**Required work**
Exactly the lines from the one that holds "simplifies enums so" to the end of the data below: retype these and nothing else.

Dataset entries

PR #412, opened 2020-09-28
Simpler enums

jlhogan:
simplifies enums so no DB changes are required to change enum value strings or add new values to enums (migrations would still be required to remove or rename an existing enum value)


bamader (approved):
Good find! Glad I saw this before I put up the PR for the `CareModel` enums.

**Response box**
simplifies enums so no DB changes are required to change enum value strings or add new values to enums (migrations would still be required to remove or rename an existing enum value)


bamader (approved):
Good find! Glad I saw this before I put up the PR for the `CareModel` enums.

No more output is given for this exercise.